● **What is required**: This exercise asks for a copy of each line in the records below with the word "Test" in it.

━━━━━ Stored data ━━━━━

PR #11073, opened 2024-08-14
Incorrect handling of spaces before `@page` command

albert-github:
When having some initial space before the `@page` command this is not considered properly, so when having:
```
      @page test_page A Test Page123456
```
this results in something like:
```
A Test Page123456

23456
```
Note the line with `23456`

Example: [example.tar.gz](https://github.com/user-attachments/files/16611687/example.tar.gz)


doxygen:
@albert-github I modified the solution a bit, see https://github.com/doxygen/doxygen/commit/d09922abb551d089dfb9659cfb67bc3d77af5676. Result should be the same.

PR #11076, opened 2024-08-16
Update translator_gr.h

nickreserved:
update to 1.11.0


albert-github:
Is it correct that you added #11077 to replace this one as you made a small mistake in the order of statements?
(you could have corrected it in this PR).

━━━━━

● **Finished exercise**:
      @page test_page A Test Page123456
A Test Page123456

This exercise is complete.